The physical toll is bad enough: broken bones, crushed helmets, shattered carbon, stitches and road rash… crashing is never fun. Medical bills are expensive, but sometimes not as bad as the bike. My brand new carbon race wheels, Nooooo! The first few showers can be as painful as the crash itself. Scrubbing dirt and road grime out of your skin is just part of being a bike racer. And sleeping is the worst part, ironically. Your pus sticks to the sheet, peeling away the skin when you try to roll over in the middle of the night. And make sure you don’t roll over onto the wrong side, the one with the bruised ribs, or you’ll be wide awake, writhing in pain at 2:30 in the morning.
Crashing sucks. But along with the physical pain, I’ve found that it is the mental toll that affects me more deeply. Coming off a high of fitness and form, I come crashing back down to Earth in a deep depression, a shell of the rider I just was.
Riding my bike is what I love to do; but all of a sudden, it is taken away from me. I am at a loss, physical, mentally, and emotionally – If I can’t ride my bike, what the hell am I supposed to do?

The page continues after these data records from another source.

PR #307, opened 2016-04-25
Complain when users specify old config values.

ralphbean:
In 81e8d74d0, we accidentally changed the config value from
``only_if_assigned`` to ``$SERVICE.only_if_assigned``.  That's okay by me,
just because it makes things consistent.  But, it breaks people's existing
configs (it broke mine).

This change adds some warnings which will halt bugwarrior and prompt you to
update your config.

### DIFF
--- a/bugwarrior/services/__init__.py
+++ b/bugwarrior/services/__init__.py
@@ -196,7 +196,7 @@ class IssueService(object):
     def include(self, issue):
         """ Return true if the issue in question should be included """
         only_if_assigned = self.config_get_default(
-            'only_if_assigned', None, asbool)
+            'only_if_assigned', None)
 
         if only_if_assigned:
             owner = self.get_owner(issue)
--- a/bugwarrior/services/__init__.py
+++ b/bugwarrior/services/__init__.py
@@ -191,7 +191,12 @@ class IssueService(object):
     @classmethod
     def validate_config(cls, config, target):
         """ Validate generic options for a particular target """
-        pass
+        if config.has_option(target, 'only_if_assigned'):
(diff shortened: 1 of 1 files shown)


ryneeverett:
> That's okay by me, just because it makes things consistent.

Isn't the current consistency that [Common Service Configuration Options](http://bugwarrior.readthedocs.org/en/latest/common_configuration.html#common-service-configuration-options) do not have the `$SERVICE.<option>` scheme?

If we wanted to eliminate this distinction, I would think we'd want to go in the opposite direction -- removing the `$SERVICE.` part -- because it's a lot of text in the config file not adding any information since it's already specified by the `service` setting. But I don't feel strongly about that.

coddingtonbear:
The `$SERVICE.<option>` format is my fault, and you can feel free to remove it if you so desire, but I do personally find it useful given that INI files have special behavior w/r/t how the section named `[DEFAULT]` works.

ryneeverett:
From a quick search, my understanding is that if a key isn't found in a given section, it will fall back to the one found in `[DEFAULT]`.

If that is correct, then I agree that putting service-specific values in their own namespace makes sense. We don't want to make falling back to a nonsensical default value a possibility. *Because nobody reuses their usernames and passwords, right? Err, bad example.*

And since `only_if_assigned` takes a username, it is also service-specific and belongs in the `$SERVICE` namespace. But the other "Common Service Configuration Options" are not service-specific and should remain as they are.

Does that make sense?

coddingtonbear:
Ahh, sure, that does make sense!

ryneeverett:
Cool. LGTM.

ralphbean:
OK.  Will merge this soon.

PR #308, opened 2016-05-07
Simplify SerivceClient.json_response interface.

ryneeverett:
The only difference is that errors will include the full url (i.e,
inluding params), which is probably a good thing anyway.

This also fixes the regression I introduced into taiga in which I forgot
to include the url.


ralphbean:
Nice.  :+1: here.

PR #309, opened 2016-05-13
Refactor githubutils into a ServiceClient.

ryneeverett:
Part of me hates replacing all these pure functions with a class, but I
find it much more readable, less repetitive, and more congruent with the
other services.


ralphbean:
Nice!  :+1:

PR #313, opened 2016-05-20
Bitbucket fixes

gdetrez:
This fixes a couple of issues I noticed with the bitbucket service in the latest version:

* bugwarrior was only pulling a small number of issues from bitbucket
* when using `only_if_assigned`, no issues were imported

### DIFF
--- a/bugwarrior/services/bitbucket.py
+++ b/bugwarrior/services/bitbucket.py
@@ -174,8 +174,7 @@ class BitbucketService(IssueService, ServiceClient):
 
     def fetch_issues(self, tag):
         response = self.get_collection('/repositories/%s/issues/' % (tag))
-        for issue in response:
-            yield (tag, issue)
+        return [(tag, issue) for issue in response]
 
     def fetch_pull_requests(self, tag):
         response = self.get_collection('/repositories/%s/pullrequests/' % tag)
@@ -219,7 +218,7 @@ class BitbucketService(IssueService, ServiceClient):
             if repo.get('has_issues')
         ])
 
-        issues = sum([list(self.fetch_issues(repo)) for repo in repo_tags], [])
+        issues = sum([self.fetch_issues(repo) for repo in repo_tags], [])
         log.name(self.target).debug(" Found {0} total.", len(issues))
 
         closed = ['resolved', 'duplicate', 'wontfix', 'invalid', 'closed']
--- a/bugwarrior/services/bitbucket.py
+++ b/bugwarrior/services/bitbucket.py
@@ -204,8 +204,10 @@ class BitbucketService(IssueService, ServiceClient):
         )
 
     def get_owner(self, issue):
-        tag, issue = issue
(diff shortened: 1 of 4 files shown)


bugwarrior/services/bitbucket.py
```diff
@@ -157,12 +173,13 @@ def validate_config(cls, config, target):
         IssueService.validate_config(config, target)
 
     def fetch_issues(self, tag):
-        response = self.get_data('/repositories/%s/issues/' % (tag))
-        return [(tag, issue) for issue in response['values']]
+        response = self.get_collection('/repositories/%s/issues/' % (tag))
+        for issue in response:
+            yield (tag, issue)
```
ralphbean: Why employ a generator here when we just collapse it with a ``list()`` below?

Also, why a generator here and not in ``fetch_pull_requests``.  I don't mind using one over the other, just so long as its consistent.

bugwarrior/services/bitbucket.py
```diff
@@ -204,8 +204,10 @@ def get_annotations2(self, tag, issue, issue_obj, url):
         )
 
     def get_owner(self, issue):
-        tag, issue = issue
-        return issue.get('responsible', {}).get('username', None)
+        _, issue = issue
+        assignee = issue.get('assignee', None)
+        if assignee is not None:
+            return assignee.get('username', None)
```
ryneeverett: Is this a documented change?

gdetrez: Yes, it's part of the new API

bugwarrior/services/bitbucket.py
gdetrez: Hum... good point ;-)

bugwarrior/services/bitbucket.py
ryneeverett: IMO the oneliner is more readable but I'll leave that to your discretion.

ryneeverett: Link to the new API docs for the curious: https://confluence.atlassian.com/bitbucket/version-2-423626329.html#Version2-Issues

gdetrez: @ryneeverett the behavior is slightly different: the one-liner crashes if `'assignee'` is a valid key in `issue` but the value is `None` (which does happen in the data returned by bitbucket).

bugwarrior/services/bitbucket.py
gdetrez: I think I planned to use only iterators but it turned out to require too much changes to the method `issues`. I reverted to a list in the last commit.

bugwarrior/services/bitbucket.py
ryneeverett: I get it now, thanks!

ryneeverett:
:+1: to merge

ralphbean:
Go Team!  :rocket:

PR #319, opened 2016-05-26
Trello service

gdetrez:
Here's a tentative at a new service to pull tasks from trello.

The idea is that each open card in a board is a task and archiving the card, or moving it out of the included lists closes the task.

It doesn't yet pull comments.


bugwarrior/services/trello.py
```diff
@@ -0,0 +1,159 @@
...
+    def api_request(self, url, **params):
+        """
+        Make a trello API request. This takes an absolute url (without protocol
+        and host) and a list of argumnets and return a GET request with the
+        key and token from the configuration
+        """
+        params['key'] = self.config_get('api_key'),
+        params['token'] = self.config_get('token'),
+        url = "https://api.trello.com" + url
+        return requests.get(url, params=params).json()
```
ryneeverett: Could you add the `ServiceClient` mixin to this class and use it's `json_response` method here? It just keeps the IO error handling consistent across services.

bugwarrior/services/trello.py
```diff
@@ -0,0 +1,159 @@
...
+        Returns a list of dicts representing issues from a remote service.
+        """
+        # First, we get the board name
+        board_id = self.config_get('board')
+        board = self.api_request(
+            "/1/boards/{board_id}".format(board_id=board_id), fields='name')
+        for lst in self.get_lists(board_id):
+            listextra = dict(boardname=board['name'], listname=lst['name'])
+            for card in self.get_cards(lst['id']):
+                yield self.get_issue_for_record(card, extra=listextra)
```
ryneeverett: Would you mind adding a test for this method? These lines appear to be the only ones not covered so far.

mathstuf:
So, this is a Nice To Have™, but it'd be convenient to be able to pull all Trello boards an account can access rather than having to list each board separately. Alternatively, supporting a list of board IDs could make it easier.

gdetrez:
@mathstuf what about making `trello.board` accept a list (renaming it to `trello.boards` or maybe `trello.include_boards` for consistency with the other services) and making it optional so that, if omitted, bugwarrior pulls cards from all bord the user is a member of?

bugwarrior/services/trello.py
gdetrez: Done. I also took the liberty to refactor `json_response` to make it easier to use.

mathstuf:
@gdetrez Yeah, either sounds good. I'd just like to avoid a block per board.

bugwarrior/services/__init__.py
```diff
@@ -481,22 +481,21 @@ def __repr__(self):
...
+        raise IOError(
+            "Non-200 status code %r; %r; %r" % (
+                response.status_code, response.url, response.text,
+            ))
+    if callable(response.json):
+        # Newer python-requests
+        return response.json()
+    else:
+        # Older python-requests
+        return response.json
```
ryneeverett: I agree that it is "too much work to inherit from a mixin for a single static
method" but I disagree with this change.

I think that `ServiceClient` is a pattern starting to emerge in the services and that more opportunities to move logic out of the services and into `ServiceClient` will present themselves over time. If `ServiceClient` had been around for a while and no such opportunities had presented themselves, I would be more amenable to this change. But it hasn't been around very long and I think that the existence of this class will make those opportunities easier to identify and take advantage of.

Even without this DRY aspect, I think it facilitates the standardization of the service structure and makes it easier to make sense of the services that have a standalone `ServiceClient` -- ActiveCollab2, Github, Redmine, and TeamLab. It is not immediately obvious what the purpose of these client classes is, but you can look at their base class, read the docstring, and understand how their purpose is distinct from the other classes.

gdetrez: This is all rather hypothetical. And I think that a common pattern doesn't necessarily imply shared code and shared code doesn't necessarily imply a common parent class.

But I can live with it either way, so if you feel strongly about it tell me and I'll revert the commit.

> you can look at their base class, read the docstring, and understand how their purpose is distinct from the other classes.

In an ideal world, I could just look at the subclass' docstring to understand its purpose, but I understand we don't live in such a world :wink:.

ryneeverett: > a common pattern doesn't necessarily imply shared code and shared code doesn't necessarily imply a common parent class.

I agree with this, which is why I'm now emphasizing the communicative value `ServiceClient` rather than code sharing.

I would like to see further standardization of the service structure and interfaces. The more standardized they are, the less effort it is to jump into a new one.

Python's minimalist design means that classes serve multiple valid purposes. The most straightforward way to express that a class serves a common purpose or interface is a base class, even if that base class doesn't actually do anything.

Several of the services have `ServiceClient`'s whether you want to give them a base class or not. If `ServiceClient` is a good pattern, I think it should have a base class. If it's a bad pattern, we should purge them and roll them into `IssueService`.

> But I can live with it either way, so if you feel strongly about it tell me and I'll revert the commit.

I'd prefer reverting and giving `ServiceClient` a bit more time to prove itself a useful abstraction. Anyone else should feel free to weigh in.

gdetrez: > I'd prefer reverting and giving ServiceClient a bit more time to prove itself a useful abstraction. 
 
Done

gdetrez:
Hello. I'm back :sunglasses:

I refactored my trello branch against the latest develop and added support for pulling comments as annotations. I'm more or less done with the features I planned for this so as soon as you're happy with it, this can now be merged.

bugwarrior/services/trello.py
```diff
@@ -0,0 +1,198 @@
...
+                yield card
+
+    def get_comments(self, card_id):
+        """ Returns an iterator for the comments on a certain card. """
+        params = {'filter': 'commentCard', 'memberCreator_fields': 'username'}
+        comments = self.api_request(
+            "/1/cards/{card_id}/actions".format(card_id=card_id),
+            **params)
+        for comment in comments:
+            assert comment['type'] == 'commentCard'
```
ryneeverett: Did you mean to leave this assertion in? If so, could you explain why it's needed?

gdetrez: I first put it there for my own sake during development but then I figured it didn't hurt to leave it there and it could help diagnose some unexpected API behavior from trello.

ryneeverett: Fair enough.

bugwarrior/docs/services/trello.rst
```diff
@@ -0,0 +1,155 @@
...
+Options
+-------
+
+.. describe:: trello.api_key
+
+   Your Trello API key, available from https://trello.com/app-key
+
+.. describe:: trello.token
+
+   Trello token, see bellow for how to get it.
```
ryneeverett: *below

bugwarrior/docs/services/trello.rst
```diff
@@ -0,0 +1,155 @@
...
+
+.. describe:: trello.include_boards
+
+   The list of board to include. If omitted, bugwarrior will use all board
```
ryneeverett: *boards?

bugwarrior/docs/services/trello.rst
```diff
@@ -0,0 +1,155 @@
...
+   the authenticated user is a member of.
+   This can be either the board ids of the board "short links".  The later is
```
ryneeverett: *latter

bugwarrior/docs/services/trello.rst
```diff
@@ -0,0 +1,155 @@
...
+   ``trello.include_lists``.
+
+.. describe:: trello.exclude_lists
+
+   If set, skip cards from lists whose name is present in
+   ``trello.exclude_lists``.
+
+.. describe:: trello.import_labels_as_tags
+
+   A boolean that indicate whether the Trello labels should be imported as tags
```
ryneeverett: *indicates

ryneeverett:
You might have a look at the (potential) typos first but :+1: to merge regardless.

ralphbean:
Oh, last thing.  Add trello to the ``README`` and then we're good to go.  :+1: for you to merge this @gdetrez.  :)

PR #320, opened 2016-05-28
Github: add an option to skip user issues

### LINKED ISSUE #314: An option for "assigned issues"
In the github service, assigned issues are added to TW unconditionally. Shouldn't they also respect constraint such as `include_repos` and `exclude_repos`? Or maybe there should be an option to have all assigned issues *in addition* to the other pulled issues.

gdetrez:
This is a new option to fix #314. I set the default to be backward compatible so it shouldn't change bugwarrior's behavior for existing users.

### DIFF
--- a/bugwarrior/docs/services/github.rst
+++ b/bugwarrior/docs/services/github.rst
@@ -97,6 +97,12 @@ by adding the following configuration option::
 Get involved issues
 +++++++++++++++++++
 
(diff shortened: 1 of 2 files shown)


ryneeverett:
:+1: to merge

ralphbean:
:+1: here too.

PR #321, opened 2016-05-30
Update docs link to readthedocs.io.

ryneeverett:
See <https://blog.readthedocs.com/securing-subdomains/>:

> Projects will automatically be redirected, and this redirect will remain in place for the foreseeable future. Still, you should plan on updating links to your documentation after the new domain goes live.


ralphbean:
:+1:

PR #323, opened 2016-06-06
Include issues from github private repos. Fix #282

### LINKED ISSUE #282: Private github tasks are not pulled
I've create a token with `repo`, Full control of private repositories, scope. When I access the github API using `curl` I get what I expect, the issues for the private repo I retrieved.

I used that: `curl -u fifigyuri:<token> https://api.github.com/repos/netronixgroup/environet-ui/issues`

And I've got the list of private repo's issues. But bugwarrior does not load these issues for me. This is my config file:

```
[general]
targets = netronix_github
taskrc = ~/.taskrc
shorten = True
annotation_links = True

[netronix_github]
service = github
project_template = {{project|lower}}
github.username = netronixgroup
github.login = fifigyuri
github.token = <token>
github.import_labels_as_tags = True
github.label_template = gh-{{label}}
github.filter_pull_requests = True
```

The public issues I have are pulled, but I'd like to see the private ones only. What went wrong? Where did I make a mistake? Thank you for your help!

ryneeverett:
It seems that the distinction was not properly documented for some time,
but it now is. `/user/repos` includes all repos the authorized user has
access to, but `/users/:username/repos` only includes public repos.
http://stackoverflow.com/questions/21907278/github-api-using-repo-scope-but-still-cant-see-private-repos

### DIFF
--- a/bugwarrior/services/github.py
+++ b/bugwarrior/services/github.py
@@ -13,9 +13,12 @@ class GithubClient(ServiceClient):
     def __init__(self, auth):
         self.auth = auth
 
-    def get_repos(self, username):
-        tmpl = "https://api.github.com/users/{username}/repos?per_page=100"
-        url = tmpl.format(username=username)
+    def get_repos(self, username, public_only=True):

Depending on the injuries: Not much. Sometimes I can’t walk, stretch, or breathe without pain. So there’s nothing I can do but sit on the couch and mope.
Or is there?
***
After a crash, I don’t stop moving. If not physically, then mentally. I do everything I can to keep my mind occupied, my blood pumping and my body healing, my heart full and my motivation high.
I read books. I write (this, for example). I do puzzles, watch TV or Netflix. And get ahead on work (oh, I that should probably be the first thing I do. Whoops).
If I can move a little bit, I will. I’ll go for a walk if I cannot ride. I’ll stretch as much as I can, even if I can’t bend my leg. I’ll do yoga, as much as I can pain-free.
***
My advice to you: keep doing what you love, as much as you can in your current state. Accept everything that is, and do everything in your power to get better, to heal faster, and to come back even stronger.
Sometimes though, it is hard – obviously – but these are the experiences that make us stronger. It is not in success and greatness that we improve, but in the failures and challenges that we face.
I wouldn’t wish crashing on my worst enemy, but being through everything that I have, I am grateful. Crashing has made me stronger – it has taught me what real suffering is, what real challenges are, and what real emotional difficulty is. When you can’t put your pants on in the morning without assistance, you know what real struggle is.
I am who I am today because of crashing. Now, I am stronger because I have lived through crashes and injuries. And I am smarter because I have learned from my failures and mistakes. That’s what life is all about – every experience is an opportunity, an opportunity to get better, to challenge yourself, and to improve.
But in the end, crashing still sucks.